Next I compute the DFT of the violin wave:
spectrum = violin.make_spectrum()
Now I know the magnitude and phase of each component in the input, and I know the transfer function of the system. Their product is the DFT of the output, which we can use to compute the output wave:
The following figure shows the input (top) and output (bottom) of the system.
output = (spectrum * transfer).make_wave()
output.normalize()
output.plot()
decorate_time()
They are substantially different, and the differences are clearly audible.
Load chap10.ipynb and listen to them.
One thing I find striking about this example is that you can get a sense of what the room was like; to me, it sounds like a long, narrow room with hard floors and ceilings.
That is, like a firing range.
There’s one thing I glossed over in this example that I’ll mention in case it bothers anyone. The violin recording I started with has already been transformed by one system: the room where it was recorded. So what I really computed in my example is the sound of the violin after two transformations. To properly simulate the sound of a violin in a different room, I should have characterized the room where the violin was recorded and applied the inverse of that transfer function first.
10.4. Systems and Convolution#
If you think the previous example is black magic, you are not alone. I’ve been thinking about it for a while and it still makes my head hurt.
In the previous section, I suggested one way to think about it:
An impulse is made up of components with amplitude 1 at all frequencies.
The impulse response contains the sum of the responses of the system to all of these components.
The transfer function, which is the DFT of the impulse response, encodes the effect of the system on each frequency component in the form of an amplitude multiplier and a phase shift.
For any input, we can compute the response of the system by breaking the input into components, computing the response to each component, and adding them up.
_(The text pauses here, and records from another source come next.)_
PR #66, opened 2020-05-28
I2 c simulator

ClarkPoon:
Added support for EEPROM (via BSP_I2C.c) to the simulator. EEPROM is simulated as a text file where each address is separated by a '\n' character, so the EEPROM can be easily read using a text editor. The simulated EEPROM can also be written to and read from using the functions in EEPROM.c and BSP_I2C.c


SijWoo:
noice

But if you don’t like that, there’s another way to think about it altogether: convolution! By the Convolution Theorem, multiplication in the frequency domain corresponds to convolution in the time domain. In this example, the output of the system is the convolution of the input and the system response.
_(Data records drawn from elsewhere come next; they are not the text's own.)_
PR #67, opened 2020-05-29
CAN Simulation

sugamarora99:


BeVolt/BSP/Simulator/Src/BSP_CAN.c
```diff
@@ -1,41 +1,78 @@
...
+ * @param   data : data to be transmitted. The max is 8 bytes.
+ * @param   length : num of bytes of data to be transmitted. This must be <= 8 bytes or else the rest of the message is dropped.
+ * @return  0 if module was unable to transmit the data onto the CAN bus. Any other value indicates data was transmitted.
+ */
+
+uint8_t BSP_CAN_Write(uint32_t id, uint8_t data[8], uint8_t length) {
+    uint32_t offset;
+    // TODO: Transmit the data onto the CAN bus with the specified ID.
+    
+
```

Here are the keys to understanding why that works:
You can think of the samples in the input wave as a sequence of impulses with varying amplitude.
Each impulse in the input yields a copy of the impulse response, shifted in time (because the system is time-invariant) and scaled by the amplitude of the input.
The output is the sum of the shifted, scaled copies of the impulse response. The copies add up because the system is linear.
Let’s work our way up gradually: suppose that instead of firing one gun, we fire two: a big one with amplitude 1 at \(t=0\) and a smaller one with amplitude 0.5 at \(t=1\).
We can compute the response of the system by adding up the original impulse response and a scaled, shifted copy of itself. Here’s a function that makes a shifted, scaled copy of a wave:
def shifted_scaled(wave, shift, factor):
"""Make a shifted, scaled copy of a wave.
wave: Wave
shift: time shift, float
factor: multiplier, float
"""
res = wave.copy()
res.shift(shift)
res.scale(factor)
return res
The parameter shift is a time shift in seconds; factor is a multiplicative factor.
Here’s how we use it to compute the response to a two-gun salute:
shift = 1
factor = 0.5
gun2 = response + shifted_scaled(response, shift, factor)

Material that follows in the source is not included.